Fine-grained vehicle classification from images, also known as Vehicle Make and Model Recognition (VMMR), has become an important research topic in the last years, with a growing number of scientific contributions in multiple application areas, such as autonomous vehicles, surveillance systems, traffic monitoring and management, among others. Recent techniques based on deep learning have proven to be very effective in addressing this problem. So effective that, based on the state-of-the-art results (above 95% accuracy), it would seem that the problem is practically solved. However, our main hypothesis is that the existing datasets to date have limited variability, which precludes good and unbiased generalisation of the models trained with them. In particular, it is observed that the test datasets are very similar in nature to those used for training and validation which makes these benchmarks prone to dataset bias and to overfitting.
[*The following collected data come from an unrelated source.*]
PR #314, opened 2020-01-10
WordCamp Central: Add global sponsors "block" to homepage

### LINKED ISSUE #306: WordCamp Central: Add global sponsors widget to homepage
Replace the Latest Tweets widget on the WordCamp Central homepage with a Global Sponsors widget that shows Gold global sponsor logos. Two different ideas for presentation:

* An auto-advancing slider (every 3-5 seconds) 
* Either a random single sponsor logo or a randomized list of three every time the page is reloaded.

More info:
https://make.wordpress.org/community/2020-wordpress-global-community-sponsorship-program/

Screenshot of location for the widget:
central_hp

coreymckrill:
Swaps out the Latest Tweets column on the WordCamp Central [homepage](https://central.wordcamp.org) for a randomized list of three Gold-level sponsors. The seed for the randomize function changes every hour.

The code that outputs the sponsor list is structured similarly to WordCamp's Sponsor block, so that it would be easier to convert this into an actual block in the future.

Fixes #306

**Screenshot (Updated):**

widget-logos

~Right now we are lucky that all of the Gold-level sponsors have logos with similar aspect ratios. However, I think further design thinking is needed here about how best to accommodate one or more logos that aren't necessarily all in landscape orientation. @karmatosed~

~Also, does the heading make sense, given the link to the rest of the sponsors at the bottom? Should that link be there? @andreamiddleton~

**To test (Updated):**

* Load the WordCamp Central homepage in your sandbox.
* The widgets should already be there, I think, because I added them via my sandbox.
* Ensure that the third column below the hero contains Gold-level sponsors' logos, plus a link to the Global Sponsorship page.
* Try reloading the page a couple of times and make sure the order of the logos changes.

**Pre-deploy**

* [ ] Receive and confirm square logo assets from each of the Gold-level global sponsors. Update the widgets accordingly.


karmatosed:
Just one note, would it be possible to have 'needs design feedback' as a label if this just needs feedback? That's the flow we use on trac and other GitHub repos and might enable easier feedback.

Assuming this just needs design feedback, for me this works but as you note for now the logos fit. I don't think 'some of our sponsors' is the best copy but I will leave that to others to refine.

ryelle:
@karmatosed  Done— we now have [Needs Design Feedback](https://github.com/WordPress/wordcamp.org/labels/%5BStatus%5D%20Needs%20Design%20Feedback) & [Needs Design](https://github.com/WordPress/wordcamp.org/labels/%5BStatus%5D%20Needs%20Design) 👍

public_html/wp-content/plugins/multi-event-sponsors/views/block-sponsor.php
```diff
@@ -0,0 +1,26 @@
...
+
+use WP_Post;
+use function WordCamp\Blocks\Components\{ render_featured_image, render_item_title, render_item_content, render_item_permalink };
+
+defined( 'WPINC' ) || die();
+
+/** @var array   $attributes */
+/** @var WP_Post $sponsor */
+
+setup_postdata( $sponsor ); // This is necessary for generating an excerpt from content if the excerpt field is empty.
```
ryelle: Is this used in this block?

public_html/wp-content/plugins/multi-event-sponsors/views/block-sponsor.php
```diff
@@ -0,0 +1,26 @@
+<?php
+namespace WordCamp\Multi_Event_Sponsors\Block;
+
+use WP_Post;
+use function WordCamp\Blocks\Components\{ render_featured_image, render_item_title, render_item_content, render_item_permalink };
```
ryelle: Are all of these functions needed? I think you can just include `render_featured_image`.

public_html/wp-content/themes/wordcamp-central-2012/js/central.js
```diff
@@ -54,7 +54,7 @@ var WordCampCentral = ( function( $ ) {
 
 		try {
 			toggleNavigation();
-			populateLatestTweets();
+			//populateLatestTweets();
```
ryelle: Why not remove the whole function?

public_html/wp-content/themes/wordcamp-central-2012/template-home.php
```diff
@@ -105,7 +107,23 @@
...
+		<div class="wc-global-sponsors last">
+			<h3><strong>Some Of Our Sponsors</strong></h3>
+
+			<?php
+			echo wp_kses_post( MES_Block\render( array(
+				'number'      => 3,
+				'region_id'   => 'all',
+				'level_id'    => 3040794,
+				'image_align' => 'center',
+				'image_width' => 300,
```
ryelle: This should probably be `600` so that it displays correctly on retina screens, the logos look fuzzy on my laptop. If you do, you'll want to add `height: auto` to the CSS for the `img` itself, otherwise it skews.

public_html/wp-content/themes/wordcamp-central-2012/template-home.php
```diff
@@ -105,7 +107,23 @@
...
+			) ) );
+			?>
+
+			<a href="<?php echo esc_attr( get_permalink( get_page_by_path( 'global-community-sponsors' ) ) ); ?>" class="more">More sponsors &rarr;</a>
+		</div>  <!-- .wc-global-sponsors -->
+
+		<!--<div class="wc-tweets last">
```
ryelle: Can we delete this code, rather than commenting it out?

public_html/wp-content/themes/wordcamp-central-2012/style.css
```diff
@@ -1203,6 +1204,17 @@ li:after { content: "."; display: block; height: 0; clear: both; visibility: hid
 	padding-bottom: 20px;
 }
 
+/* !Featured Sponsor */
+.wordcamp-mes-sponsors > li {
+	width: 100%;
+	/*min-height: 300px;
```
ryelle: And here too— if we need to bring back the code, we can grab it from revision history.

public_html/wp-content/themes/wordcamp-central-2012/style.css
```diff
@@ -1203,6 +1204,17 @@ li:after { content: "."; display: block; height: 0; clear: both; visibility: hid
...
+	display: flex;
+	flex-direction: column;
+	justify-content: center;*/
+}
+.wordcamp-mes-sponsors .wordcamp-mes-sponsor__logo.align-center {
```
ryelle: I think this is redundant, since the blocks CSS is output on all sites. I see this style already applied with `.wordcamp-image__featured-image-container.align-center`.

ryelle (changes requested):
Good idea about making this the start of a block 👍 I have a few suggestions, nothing major.

I did notice that none of the logos I was looking at had alt text. I think that's something we can fix in the media library, so while these are being updated, we should make sure to do that (can probably just say the company name).

public_html/wp-content/plugins/multi-event-sponsors/views/block-sponsor.php
coreymckrill: Per [this comment](https://github.com/WordPress/wordcamp.org/issues/306#issuecomment-573198287), we're going to try using some other elements besides just the logo, but I'll be sure to remove the unused ones when the display is finalized.

public_html/wp-content/themes/wordcamp-central-2012/style.css
coreymckrill: Fair point, I can remove it all.

coreymckrill: 91c2d44b

public_html/wp-content/themes/wordcamp-central-2012/template-home.php
coreymckrill: 91c2d44b

public_html/wp-content/themes/wordcamp-central-2012/js/central.js
coreymckrill: 91c2d44b

public_html/wp-content/themes/wordcamp-central-2012/style.css
coreymckrill: Good catch. be693910

public_html/wp-content/themes/wordcamp-central-2012/template-home.php
coreymckrill: 🤔 I assumed that the output of `render_featured_image` would include a `srcset` attribute, since it's using `get_the_post_thumbnail` under the hood. But you're right that it's not doing it in this case. Maybe my assumption is wrong? Looking into it.

ryelle: yeah, that's interesting— i wonder if it's a theme-support thing, since this is based on 2010?

karmatosed:
@ryelle thanks 🙌

public_html/wp-content/themes/wordcamp-central-2012/template-home.php
coreymckrill: After some digging, I suspect it's because things go through multiple layers of `wp_kses_post`. Astonishingly, `srcset` and `sizes` are not considered valid attributes on the `img` tag with that set of allowed tags...

coreymckrill: Looks related: https://core.trac.wordpress.org/ticket/29807

coreymckrill: I guess for now we can just double the set width 😕

coreymckrill: 8f1e1c7e

andreamiddleton:
I'd like to change the title of the widget to "Gold Global Sponsors," please, and... is there a technical or design reason that it's preferable to show multiple sponsors in the widget, rather than a rotating display of one sponsor at a time? That's how we had been imagining it, but if there's a strong reason against doing it that way, I'm open to hearing about it! :)

ryelle (commented):
Code looks good now, though it sounds like the design/content might change, so I can give this another look over once it's ready to merge 👍

coreymckrill:
@andreamiddleton 

> is there a technical or design reason that it's preferable to show multiple sponsors in the widget, rather than a rotating display of one sponsor at a time? That's how we had been imagining it, but if there's a strong reason against doing it that way, I'm open to hearing about it! :)

There's some discussion about a rotating display ("slider") here: #306 

Basically, sliders/carousels are considered kind of an anti-pattern. That being said, if we're going to [try switching to just one logo at a time instead of a list of three](https://github.com/WordPress/wordcamp.org/issues/306#issuecomment-573198287) anyway, the slider functionality does have the added benefit of eventually displaying all of the gold sponsor logos on a single page load. If that's an important factor, we can explore adding the slider part. It shouldn't be hard to implement since we already have one further up on the page.

coreymckrill:
Here's what a cycling logo would look like. Not technically "sliding" since the transition is a fade, but that's the only transition we can do while using the slideshow script that's already loaded on the page for the WordCamp slideshow at the top.

logo-cycle

andreamiddleton:
That is what I asked for, and I see some problems with it, as you probably also do. :)

Is it possible to use specific files for this, rather than the logo that's a featured image on the global sponsor's listnig? We've had at least one global sponsors offer to create a special logo for this placement, with a concise call to action below the logo, and would like to offer that benefit to all Global Golds. 

Presumably if we're specifying a logo size, that will help resolve the "swimming in white space" challenge of fade/rotating logos idea?

coreymckrill:
A logo with a different aspect ratio (probably square) would definitely look better in that space.

Adding a separate input/file upload for this is not trivial, but doable. Is there anywhere else we would potentially use this alternate logo, or would it be only on the homepage? I worry that this would be adding a lot of complexity for something that was intended as just a small change.

Another alternative might be to put the Gold Sponsor logos in a row _beneath_ the three columns, that spans the entire content width. Then the landscape-oriented logos would have more space, could all be shown at once, and the height of the logo area would only need to accommodate one or two rows of logos.

coreymckrill:
Here's what it might look like with the logos beneath the columns:

global-sponsors-footer

iandunn:
Adding another uploader for this seems like overkill, personally. 

@andreamiddleton, what are you concerned about with the proposed approach?

andreamiddleton:
Two concerns are motivating me here:

The general vision had been for one sponsor to be displayed at a time, even if it's just a short amount of time, which is preferable to the sponsoring companies of course. :) 

And then, in discussion of this benefit with one global sponsor, they asked whether they could add a 3-5 word tagline/call to action under their logo for this particular case, which the global sponsorship stewards (me, Courtney, and Kevin) approved. I don't know whether they were hoping to use that logo treatment on all WordCamp sites -- I suspect not -- so we'd need a unique logo for this particular widget. 

I did not convey this information very clearly, or possibly at all, and for that I'm really sorry. :(

iandunn:
🤔 

What if we output a hidden `div` with each sponsor's existing image/text when PHP renders the page, and then use JS to toggle through them every `n` seconds?

That way only 1 would be visible at a time, but we wouldn't have to deal w/ the slideshow script. IIRC jQuery is already on the page, and could maybe provide a transition, even it's it's just a quick `hide()` and then `show()`.

( we can't randomize in PHP b/c of static page caching, not sure if that's been mentioned anywhere explicitly yet )

andreamiddleton:
That could work, I suppose, though I suspect that a sponsor would prefer to have the tagline/call to action in a font that works best with their logo, so it could get complicated to serve up that text for them. I guess I didn't realize that it would be tricky to pull the images from this widget from the media library rather than the global sponsor listing? Or maybe it wouldn't have been tricky if I had mentioned the idea beforehand. 😒

iandunn:
>  I guess I didn't realize that it would be tricky to pull the images from this widget from the media library rather than the global sponsor listing? 

Er, yeah, that's a great clarification. I think we maybe got off track thinking that this needed to be 100% automated. 

We could just upload those images manually, and manually create an HTML Widget (or an Image widget in a custom sidebar, or whatever). It's only 4 companies, and they only update once a year.

Then, we can use the JS bit to show/hide them?

andreamiddleton:
> It's only 4 companies, and they only update once a year.

Yes. 😄 It's ok if we have to do a little manual labor to set the right logos, here I think. The pool of images will naturally be small, and change very infrequently.

iandunn:
Might even be able to use this to play around w/ FSE if the Gutenberg plugin supports it.

coreymckrill:
Here's what it would look like with the column as a widget area, and each sponsor as an image widget, with a (hopefully square) logo image and a caption underneath as the short call to action.

widget-logos

iandunn:
👍 

> caption underneath as the short call to action

It sounds like [they wanted the blurb to be a part of the image](https://github.com/WordPress/wordcamp.org/pull/314#issuecomment-574881599), so that they can use specific fonts, etc.

That shouldn't change anything AFAICT, just FYI.

I guess the caption actually is nice, though, b/c it gives people the option of putting it in the image, or in text.

coreymckrill:
Marking this as "On Hold" until we receive all the correct logo assets. In the mean time, it can still be reviewed.

public_html/wp-content/themes/wordcamp-central-2012/style.css
```diff
@@ -1100,6 +1100,7 @@ li:after { content: "."; display: block; height: 0; clear: both; visibility: hid
 	margin-bottom: 9px;
 }
 #wc-content-blocks .wc-news h3 { background-position: 0 -71px }
+#wc-content-blocks .wc-global-sponsors h3 { background-position: 0 -147px; }
 #wc-content-blocks .wc-tweets h3 {
```
ryelle: There are still a few styles related to twitter (`wc-tweet`) in here, those could also be removed

ryelle:
Looks good on desktop, but smaller screens are a little janky.

When it switches to a single column (660px), the images overlap the footer:

Screen Shot 2020-01-17 at 9 36 05 AM

And when the columns are less than 300px (screen width about 960px), the logos get cut off on the right:

Screen Shot 2020-01-17 at 9 47 04 AM

public_html/wp-content/themes/wordcamp-central-2012/style.css
coreymckrill: Good catch. Fixed with 09cade7f

coreymckrill:
Ok, the small screen issues should be fixed with 15e5700a

ryelle (approved):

When these systems are tested with more challenging data or data from different datasets performance degrades considerably. In this paper, on the one hand, we evaluate state-of-the-art deep learning models to perform fine-grained vehicle classification and explore multiple training techniques, such as curriculum learning or weighted losses, to mitigate the bias between different makes and models and to assess the limits of current approaches. On the other hand, we analyse the existing datasets, present an additional dataset from a challenging scenario, and merge all the data into a cross-dataset that includes common samples and classes from the existing datasets. In this way, we can evaluate geographical, make and model biases, and performance and generalisation capabilities from a more realistic perspective. The obtained results suggest that we are still far from accurate and unbiased vehicle make and model recognition in realistic traffic and driving scenarios.